The second paragraph or two describes the geographic and landscape position of the community. The third or fourth paragraph describes the dominant plants and their habits (e.g. tree, shrub; tall, dwarf). 

A summary of the depth of peat, a frequent soils wetland indicator on the Kenai Lowlands, follows.  A layer, or horizon, of organic material is termed histic:

•  if it is greater than 20 cm thick, a histic “epipedon” (“above the soil”) is present

•  if greater than 40 cm thick, an organic soil, or histosol, is present

In each case a jurisdictional wetland is usually indicated.
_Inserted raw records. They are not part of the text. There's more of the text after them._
PR #5502, opened 2019-04-13
Track Down Unhandled rejections

acinader:
fixes: #5500 see #5496, #5488 

Add @stage88 0eff786 to fix for spied on `MongoStorageAdapter.connect()` failing

let's see what else fails.

PR #5573, opened 2019-05-09
Fix jasmine 3.4

davimacedo:
Trying to help on https://github.com/parse-community/parse-server/pull/5502


src/ParseServer.js
```diff
@@ -97,11 +97,13 @@ class ParseServer {
 
     logging.setLogger(loggerController);
     const dbInitPromise = databaseController.performInitialization();
-    hooksController.load();
+    const hooksLoadPromise = hooksController.load();
```
acinader: nice

davimacedo:
I think it is all passing now. @acinader can you please take a look?

acinader:
@davimacedo this looks good to me and I'll merge it now.

```__indexBuildCompletionCallbackForTests:```

1. terrible name!
2. I think we could probably use `__indexBuildCompletionCallbackForTests:` in ALL the places where we now have a delay in both the helper.js and the specs.
3. these changes are good for catching uncaught promise rejections in the specs, it doesn't help for production run time where the `__indexBuildCompletionCallbackForTests` is a no-op (though pretty simple to fix I suppose).

Nice.

davimacedo:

A description of water table depth follows, as measured during a single site visit.  Often a water table of 30 cm (one foot) or less indicates a jurisdictional wetland.  Average depth to redoximorphic features (seasonal water table indicators, see below) follows, if important, for that type.  If pH was measured at any of the sites examined it is reported.
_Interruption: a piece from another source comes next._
PR #5575, opened 2019-05-10
Update Travis CI Cache

dplewis:
`prepare` causes `npm ci` to be used. `.npm` is the recommended cache directory for `npm ci`. Should speed up build times.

Two tables follow each community description.  The first is a list of all the soil series found at NRCS data points classified in that community.  The soil series names that appear in boldface type are on the NRCS Alaska hydric soils list. This list is purported not to exist, yet it is available at:

 ftp://ftp-fc.sc.egov.usda.gov/NSSC/Hydric_Soils/Lists/ak.pdf (click here for an abbreviated table, including only those soils found on the Kenai) Two newly proposed series are not on the list, but are certainly hydric soils, Truuli and Tlikakila.  Other proposed series, with currently unknown hydric status, are footnoted in the tables.   

The second table lists the common plants and their average ground cover, frequency of occurrence, and national and Alaska wetland indicator status.  The user of this wetland management tool should use caution when using the plant frequency and cover tables to interpret the wetland status of each community.  Keep in mind that a summary of the average cover of a plant over all the plots we classified into a particular community is not the same as the cover of that plant at an individual plot.  Because nature is quite variable, any category within a classification is a simplification.  Therefore, marginal plots might not contain all of the plants named as dominants in the title of the community.  A certain amount of art factors into classifying individual plots-- are they new communities,  just a little unusual, or are they unique?  
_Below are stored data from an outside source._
Issue #4530, opened 2018-01-30
setOneSchema in SchemaCache is never triggered, many getOneSchema results in misses


tolgaatam:
### Issue Description

In SchemaCache, there is the function setOneSchema for setting individual schemas of classes in the cache. this function is never utilized and there is never individual schemas accumulating in the cache.
however, getOneSchema is being used and it always results in one miss before the MAIN_SCHEMA is looked up for that class, because the schema for that class would never have been set before.

### Steps to reproduce

- set enableSingleSchemaCache to true (same could happen without this option set to true, but my setup is like this)
- use Redis adapter for easier investigation, or console.log()'s for the LRU cache might work as well. if used redis, use redis-cli with monitor option to check real-time logs
- send some requests from the client quickly (because there are ttl's for keys :) ) to make schema caching and lookup work, and produce some logs.
- check redis-cli or default console.log()'s for caching logs.

#### Expected Results

After a lookup for one class misses, schema info related to that class would be inserted to the cache so that consecutive lookups won't miss.

#### Actual Outcome

no inserts regarding single class schemas are done, however lookups are still being done, resulting in many misses and useless round trips.

### Environment Setup

- **Server**
  - parse-server version (Be specific! Don't say 'latest'.) : 2.6.5
  - Operating System:     Amazon Linux
  - Hardware:             t2.nano (512 MB RAM, 1 CPU, EBS Storage)
  - Localhost or remote server? : AWS

### Logs/Trace

Following is some logs from redis-cli, I traced these logs for minutes and no sets (psetex) are done for individual schemas

1517286114.528181 [] "get" "xxbackend:__SCHEMA__MAIN_SCHEMA"
1517286114.529996 [] "get" "xxbackend:__SCHEMAPhoto"
1517286114.530845 [] "get" "xxbackend:__SCHEMA__MAIN_SCHEMA"
1517286114.790274 [] "get" "xxbackend:__SCHEMA__MAIN_SCHEMA"
1517286114.791514 [] "get" "xxbackend:__SCHEMA__MAIN_SCHEMA"
1517286114.794785 [] "get" "xxbackend:__SCHEMAPost"
1517286114.795592 [] "get" "xxbackend:__SCHEMALike"
1517286114.796424 [] "get" "xxbackend:__SCHEMA__MAIN_SCHEMA"
1517286114.797531 [] "get" "xxbackend:__SCHEMA__MAIN_SCHEMA"
[...]

PR #5612, opened 2019-05-23
Schema Cache Improvements

dplewis:
Closes: https://github.com/parse-community/parse-server/issues/4530

Tested with Redis and enableSingleSchemaCache: true

Significant reduction on creating, updating and deleting objects.

Save 3000 objects |with fix | without | reduction
---|---|---|---
number of calls | 3301 | 6704 | 2x

* Removed unnecessary clearing of the cache (multiple clears were chained)
* Used one MAIN_SCHEMA instead of per class schema (reduce the number of lookups)

**This can be further improved**
* `schema.enforceFieldExist` should be batched for multiple fields
  Could run in parallel instead of chained, should wait to refresh cache after all fields are checked. (Done)

* `schema.hasClass` could check if class exists then reload if necessary
This is a tricky one. Only used for allowClientCreation. AddClass and DeleteField clears the cache but maybe it should reload instead (This may come at a performance cost, I haven't done the research but up for discussion).

* `enableSingleSchemaCache` should be true by default
Tried and caused a few tests to fail. Will do a separate PR.

* `batch / saveAll / directAccess` Adding class schema before batch will reduce calls in half if it doesn't exist. Adding batchSize > number of objects will result in fewer GET call but 4x as many PUT calls. (Need investigation)


acinader:
@davimacedo can you take a crack at reviewing?

dplewis:
@acinader This is ready for review. I edit my original post with comments.

spec/MongoStorageAdapter.spec.js
```diff
@@ -286,4 +286,29 @@ describe_only_db('mongo')('MongoStorageAdapter', () => {
...
+    const myClassSchema = await adapter.getClass('MyClass');
+    expect(myClassSchema).toBeDefined();
+  });
+
+  it('getClass if not exists', async () => {
+    const adapter = new MongoStorageAdapter({ uri: databaseURI });
+    try {
+      await adapter.getClass('UnknownClass');
+    } catch (e) {
+      expect(e).toBeUndefined();
```
acinader: does this throw or not?  i.e. is the test at 311 tested?  and if so why would e be undefined?

spec/RedisCacheAdapter.spec.js
```diff
@@ -99,6 +101,155 @@ describe_only(() => {
       .then(value => expect(value).not.toEqual(null))
       .then(done);
   });
+
+  it('redis performance test', async () => {
```
acinader: might be better to break this down into one `describe` with a before each creating the spys on `this` and then having an `it` for each of the test cases.

spec/MongoStorageAdapter.spec.js
dplewis: Because of this PR `getClass` is no longer used anywhere. I didn't want to remove it or should I?

it `throws undefined`, I don't know the reason behind it.

spec/RedisCacheAdapter.spec.js
dplewis: This test was flaky but I haven't seen it fail in a while. I'll make the changes because this would keep track of bottleneck on the cache

dplewis:
@acinader I rewrote the tests and found more places for improvement. I'll post them up-for-grabs for the community.

spec/MongoStorageAdapter.spec.js
```diff
@@ -286,4 +286,29 @@ describe_only_db('mongo')('MongoStorageAdapter', () => {
...
+        date: { type: 'Date' },
+      },
+    };
+
+    await adapter.createClass('MyClass', schema);
+    const myClassSchema = await adapter.getClass('MyClass');
+    expect(myClassSchema).toBeDefined();
+  });
+
+  it('getClass if not exists', async () => {
```
acinader: I'm still confused by this.

is it even possible for a catch to have an undefined argument?

is it supposed to go into the catch block?

confused.

spec/RedisCacheAdapter.spec.js
```diff
@@ -163,3 +165,179 @@ describe_only(() => {
...
+  }
+
+  beforeEach(async () => {
+    await cacheAdapter.clear();
+    getSpy = spyOn(cacheAdapter, 'get').and.callThrough();
+    putSpy = spyOn(cacheAdapter, 'put').and.callThrough();
+  });
+
+  it('test new object', async () => {
+    await setUp();
```
acinader: why not just do `setUp` in `beforeEach`?

spec/MongoStorageAdapter.spec.js
dplewis:
```
_fetchOneSchemaFrom_SCHEMA(name: string) {
    return this._collection
      ._rawFind(_mongoSchemaQueryFromNameQuery(name), { limit: 1 })
      .then(results => {
        if (results.length === 1) {
          return mongoSchemaToParseSchema(results[0]);
        } else {
          throw undefined;
        }
      });
  }
```

catch just handles whatever is thrown.

davimacedo: It is weird, but it really needs to throw undefined in order to this line to work: https://github.com/parse-community/parse-server/blob/master/src/Controllers/SchemaController.js#L1040

davimacedo: This test covers this case in the API level (https://github.com/parse-community/parse-server/blob/8f0e7f3bcc567f1ae5218df9b22b0b34d3db4930/spec/schemas.spec.js#L269). So if it is passing, we should be fine.

davimacedo: Anyway I'd improve the test to something like this:
```
await expectAsync(adapter.getClass('UnknownClass')).toBeRejectedWith(undefined);
```

acinader: agreed that if it is passing, its ok to get this pr in.

and the `throw undefined` now makes it make sense to me.  I've just never come across such a construct.  its strange.

spec/Schema.spec.js
```diff
@@ -1734,4 +1734,29 @@ describe('Class Level Permissions for requiredAuth', () => {
...
+    const schema = await config.database.loadSchema();
+    const result = await schema.enforceFieldExists(
+      'NewClass',
+      'fieldName',
+      null
+    );
+    expect(result).toBeUndefined();
+  });
+
+  it('ensureFields should throw when schema is not set', async () => {
```
davimacedo: same thing here. I'd use the "await expectAsync(...).toBeRejectedWith(...);" format so we can ensure it is really getting into the catch block.

src/Controllers/SchemaController.js
```diff
@@ -549,56 +549,47 @@ export default class SchemaController {
...
+      }
+      return this.setAllClasses();
+    });
+  }
+
+  setAllClasses(): Promise<Array<Schema>> {
+    return this._dbAdapter
+      .getAllClasses()
+      .then(allSchemas => allSchemas.map(injectDefaultSchema))
+      .then(allSchemas => {
```
davimacedo: It is a small improvement, but I think we don't need to wait the cache promise to resolve. I'd do something like this::
```
this._cache.setAllClasses(allSchemas).catch(error => console.error('Error saving schema to cache', error));
return allSchemas;
```

dplewis: I agree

For example, consider an atypical site that seems to fit best in the sweetgale - dwarf birch - water horsetail community.  It might have 5% cover of sweetgale with the uncommon shrub, leatherleaf replacing it as dominant at 50%. The other dominants, dwarf birch and water horsetail are present in average amounts.  So, both the dwarf birch and water horsetail dominants are present, and sweetgale is, too, although at an atypically low percent cover value to be classified in the sweetgale - dwarf birch - water horsetail community.  However, the plot occupies a similar place on the landscape as a typical sweetgale- dwarf birch- water horsetail plot and it is the only plot of its kind, so does not warrant a new community name.  The presence of the other dominants on the same landscape indicates that it is reasonable to classify it into the sweetgale - dwarf birch - water horsetail community, recognizing that a large amount of variability is present in nature.  

Classifying this plot as sweetgale- dwarf birch - water horsetail however, lowers the overall average cover of sweetgale in that community.  At this unusual plot the dominant shrub layer still covers 70%, but sweetgale is largely replaced by atypical leatherleaf.  At most individual sites a dominant (like sweetgale in the example) may cover over 25%, yet it's average over all sites will be less, due to natural variability (replacement by leatherleaf in the example) and the simplification gained through classification (the leatherleaf plot is unique and can't be classified anywhere else).